Recorded data:
PR #1185, opened 2025-03-09
Don't simplify unless requested

### LINKED ISSUE #1138: Improve performance of MeshGL -> Manifold construction
It feels like there is room to improve the performance of the MeshGL -> Manifold construction.

When I construct two MeshGL's, each containing a sphere with 1,046,528 triangles, it takes 138.9 ms to construct an Impl from a MeshGL for each of them.  The boolean itself (a difference of one sphere offset a bit from the other), and conversion back into MeshGL takes 242 ms.  So it is a bit surprising to me that the time to convert 2 inputs into Impl's takes comparable time to the boolean operation itself.

The MeshGL's I construct have no vertex properties beyond the 3 for the coordinates. I set faceID, but don't populate runIndex and runOriginalID.  There are no mergeFrom/mergeTo items populated. I put some timers into the Impl.h file around various phases of the contruction, and it printed this for doing one sphere: 

Impl constructor: copy vert properties took 1.07067 ms
Impl constructor: set up triRef took 42 ns
Impl constructor: set up triVerts took 2.70829 ms
Impl constructor: CreateHalfEdges took 15.3821 ms
Impl constructor: IsManifold took 0.430167 ms
Impl constructor: CalculateBBox took 0.248125 ms
Impl constructor: SplitPinchedVerts took 22.2563 ms
Impl constructor: CalculateNormals took 3.83696 ms
Impl constructor: InitializeOriginal took 0.627458 ms
Impl constructor: CreateFaces took 22.3918 ms
Impl constructor: SimplifyTopology took 36.091 ms
Impl constructor: RemoveUnreferencedVerts took 0.460083 ms
Impl constructor: Finish took 32.6864 ms
Impl constructor from MeshGLP, total took 138.872 ms

These times are all on my Macbook Pro M3 Max : 16 cores (12 performance, 4 efficiency), 64GB memory.

The high running phases are 
	SimplifyTopology (36 ms)
	Finish (33 ms)
	CreateFaces (22 ms)
	SplitPInchedVerts (22 ms)
	CreateHalfEdges (15 ms)

Do these numbers look reasonable, or is there room to improve?

elalish:
Fixes #1138 - really that thread, while interesting, has grown way too long and gone on too many tangents. Some has already been fixed, this fixes some more - please make separate issues for whatever's left.

Now that #1147 has landed which makes the Boolean only decimate the intersected parts of meshes, this PR finishes the job by removing our auto-decimation from the rest of our functions, so users can just call it manually if they want through `Simplify`. I've also deprecated the `cleanupTriangles` option, since it's effectively always false now. We're still collapsing degenerate triangles and fixing topology at the epsilon level, but not touching colinear edges, coplanar faces, or anything that's only within tolerance. @stephomi, @starseeker, @howardt I believe you all may have asked for things along this line at various points, so it would be great to have some early eyes on this and get feedback. 

Good new / bad news is this improved our testing and thus found that `Simplify` doesn't handle properties correctly at all. It looks like I now need to add a significant refactor here to fix that, but on the plus side I think I can remove our `CreateProperties` function entirely, which has gone through quite a bit of optimization due to slowing things down a lot in the past. I think I have a cleaner way now.


pca006132:
btw this may be related to simplification: https://github.com/openscad/openscad/issues/5738

src/boolean_result.cpp
```diff
@@ -809,6 +810,40 @@ Manifold::Impl Boolean3::Result(OpType op) const {
   PRINT(n12 << " new verts from edgesP -> facesQ");
   PRINT(n21 << " new verts from facesP -> edgesQ");
 
+  const int numProp = std::max(inP_.NumProp(), inQ_.NumProp());
+  if (numProp > 0) {
+    // Ideally, switch over from triProperties vec to Halfedge.startProp - then
+    // the prop index will be available in the append edges functions below.
```
elalish, line 816: @pca006132 I'm struggling to get this one finished - are you interested in taking a look? If you look at my last commit, I've added comments on the refactor I have planned. I think it's pretty straight forward, and I bet you'd optimize it better than I would. 

I ask because this is probably the last major PR to land before doing a release, right? We have a lot of good stuff now (mostly yours) and I don't want to delay it. Let me know what you think - and is my description clear at all?

pca006132: Sure, I can have a look at it later tonight.

pca006132: So this is kind of similar to what CreateProperties is doing, but you want to do it in parallel, and probably handle edges differently?

About the inclusion number array, should it be indexed by the vertex id, halfedge id, prop vert id or something?

elalish: Yes, index by prop vert. Every prop vert has exactly one vert, so that makes things nice. The idea is to keep track of properties directly by index just like the verts, instead of needing to look anything up with maps or hash tables.

src/boolean_result.cpp
```diff
@@ -809,6 +810,40 @@ Manifold::Impl Boolean3::Result(OpType op) const {
...
+                 for (const int i : {0, 1, 2}) {
+                   prop2VertQ[inQ_.meshRelation_.triProperties[tri][i]].store(
+                       inQ_.halfedge_[3 * tri + i].startVert);
+                 }
+               });
+    // Scan the properties inclusion numbers, e.g. + i03[prop2VertP[prop]].
+    //
+    // New verts create either 2 or 3 new properties: one for the face, plus one
+    // for an edge where start and end verts share properties, or plus two for
+    // an edge that doesn't share both properties.
```
elalish, line 837: This is the answer to question 2-i. It might be clearer if I said "prop verts" instead of "properties" - that's what I mean.

src/boolean_result.cpp
```diff
@@ -809,6 +810,40 @@ Manifold::Impl Boolean3::Result(OpType op) const {
...
+  if (numProp > 0) {
+    // Ideally, switch over from triProperties vec to Halfedge.startProp - then
+    // the prop index will be available in the append edges functions below.
+    Vec<std::atomic<int>> prop2VertP(inP_.NumPropVert());
+    for_each_n(autoPolicy(inP_.NumTri()), countAt(0), inP_.NumTri(),
+               [&](size_t tri) {
+                 for (const int i : {0, 1, 2}) {
+                   prop2VertP[inP_.meshRelation_.triProperties[tri][i]].store(
+                       inP_.halfedge_[3 * tri + i].startVert);
+                 }
```
elalish, line 823: Another piece of 2-i: No - every propVert maps to exactly one vertex, hence this vector being possible. Whenever the same value shows up multiple times in this list, that's a vertex that's associated with multiple propVerts.

elalish: This is an important feature (because it's also implicitly a restriction in MeshGL), so to answer question 1 - we definitely need to duplicate rather than reuse the index. Again, this duplication is actually exceedingly rare in practice since it's only for handing self-intersecting meshes.

src/boolean_result.cpp
```diff
@@ -809,6 +810,40 @@ Manifold::Impl Boolean3::Result(OpType op) const {
...
+               });
+    // Scan the properties inclusion numbers, e.g. + i03[prop2VertP[prop]].
+    //
+    // New verts create either 2 or 3 new properties: one for the face, plus one
+    // for an edge where start and end verts share properties, or plus two for
+    // an edge that doesn't share both properties.
+    //
+    // Copy included inP and inQ properties to outR, and duplicate for new verts
+    // accoding to the inclusion numbers. Calculate new outR properties using
+    // the Barycentric function from CreateProperties.
```
elalish, line 841: For 2-iii: It's best to think of propVerts as being on a halfedge or triangle - the paired halfedge usually, but doesn't always, shares the same propVerts. Only if both ends of the paired halfedges share propVerts can you interpolate that as a single new shared propVert - otherwise you'll be creating two new propVerts, one for each halfedge. It's not possible to have two ends of the same halfedge have properties that don't represent the same channels of data. The channels of data are consistent across each meshID, or equivalently, each triangle run in MeshGL. So they are also consistent over a triangle or halfedge.

src/boolean_result.cpp
```diff
@@ -809,6 +810,40 @@ Manifold::Impl Boolean3::Result(OpType op) const {
...
+                 }
+               });
+    // Scan the properties inclusion numbers, e.g. + i03[prop2VertP[prop]].
+    //
+    // New verts create either 2 or 3 new properties: one for the face, plus one
+    // for an edge where start and end verts share properties, or plus two for
+    // an edge that doesn't share both properties.
+    //
+    // Copy included inP and inQ properties to outR, and duplicate for new verts
+    // accoding to the inclusion numbers. Calculate new outR properties using
```
elalish, line 840: For 2-ii: Yes, we copy all retained propVerts, just like we do verts. But the number isn't going to explode any more than the number of verts does. Well, technically you'll get double the number of new propVerts as new verts, but considering in general I think of these problems as scaling such that the number of new verts is O(sqrt(n)) for n: the number of input verts, I don't think that's a huge problem. Plus it's fundamentally necessary in order to represent e.g. UV coordinates.

elalish (commented):
I made separate threads to answer each of your questions.

src/boolean_result.cpp
pca006132: Can you define what share propVerts means? If each propVert maps to exactly one vertex.

And for these new vertices, where do their propVerts come from? Say, if each vertex of the associated triangle originally maps to 2 propVert, we should have 2 propVert interpolated using barycentric coord, plus some propVerts interpolated using propVerts associated to endpoints of the edge?

elalish: By share propVerts, I mean the paired halfedges point to the same prop index. Basically verts *must* be manifold, while propVerts *may* be manifold. The edge is prop-manifold if the propVerts are shared.

The second part isn't quite right. Any given triangle only has one set of three propVerts; new propVerts on either its edges or its center all get interpolated barycentricly using that single interpolant. So e.g. 6 triangles ajoin a vertex - this vertex might have 2 propVerts, meaning e.g. 3 of those triangles point to one propVert and 3 point to the other.

pca006132: If two paired halfedges (with different starting vertices) can point to the same prop vert, what does it mean by each prop vert maps to one vert?

Or does this mean each prop vert maps to one edge (can be one or two halfedges)?

src/boolean_result.cpp
```diff
@@ -809,6 +810,40 @@ Manifold::Impl Boolean3::Result(OpType op) const {
...
+    for_each_n(autoPolicy(inQ_.NumTri()), countAt(0), inQ_.NumTri(),
+               [&](size_t tri) {
+                 for (const int i : {0, 1, 2}) {
+                   prop2VertQ[inQ_.meshRelation_.triProperties[tri][i]].store(
+                       inQ_.halfedge_[3 * tri + i].startVert);
+                 }
+               });
+    // Scan the properties inclusion numbers, e.g. + i03[prop2VertP[prop]].
+    //
+    // New verts create either 2 or 3 new properties: one for the face, plus one
```
pca006132, line 835: And also, how are these new prop verts computed and attached to halfedges?

For the face prop vert, it is barycentric interpolation from the three prop vert of the intersecting face, but which new halfedge to attach to?

For prop vert corresponding to an edge (two different cases), how should we interpolate them and where should we attach the prop vert to?

Sorry for a lot of questions, it may be easier for you to directly implement it rather than explaining them.

src/boolean_result.cpp
fire: UV coordinates :o

elalish:
Okay, not sure why I let this languish so long - there was really no reason to let it be blocked by #1232, since that issue with Simplify is unrelated to this change, I just happened to notice it here. Let's get this in since a bunch of users are waiting for it.

fire:
Can we estimate when a new release of manifold will happen?

elalish:
I want to do https://github.com/elalish/manifold/issues/1217 first, which I don't think should be too hard, hopefully. So, ideally a week or two? We just bought a house and need to hunt down enough furniture to move my family into it, so my time is a bit stretched at the moment.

THE TASK :: Using the entries above, return exactly the lines from the line with "Don't simplify unless requested" to the line with "Impl constructor: SplitPinchedVerts", counting both of those lines.

EXERCISE OUTPUT ::
Don't simplify unless requested

### LINKED ISSUE #1138: Improve performance of MeshGL -> Manifold construction
It feels like there is room to improve the performance of the MeshGL -> Manifold construction.

When I construct two MeshGL's, each containing a sphere with 1,046,528 triangles, it takes 138.9 ms to construct an Impl from a MeshGL for each of them.  The boolean itself (a difference of one sphere offset a bit from the other), and conversion back into MeshGL takes 242 ms.  So it is a bit surprising to me that the time to convert 2 inputs into Impl's takes comparable time to the boolean operation itself.

The MeshGL's I construct have no vertex properties beyond the 3 for the coordinates. I set faceID, but don't populate runIndex and runOriginalID.  There are no mergeFrom/mergeTo items populated. I put some timers into the Impl.h file around various phases of the contruction, and it printed this for doing one sphere: 

Impl constructor: copy vert properties took 1.07067 ms
Impl constructor: set up triRef took 42 ns
Impl constructor: set up triVerts took 2.70829 ms
Impl constructor: CreateHalfEdges took 15.3821 ms
Impl constructor: IsManifold took 0.430167 ms
Impl constructor: CalculateBBox took 0.248125 ms
Impl constructor: SplitPinchedVerts took 22.2563 ms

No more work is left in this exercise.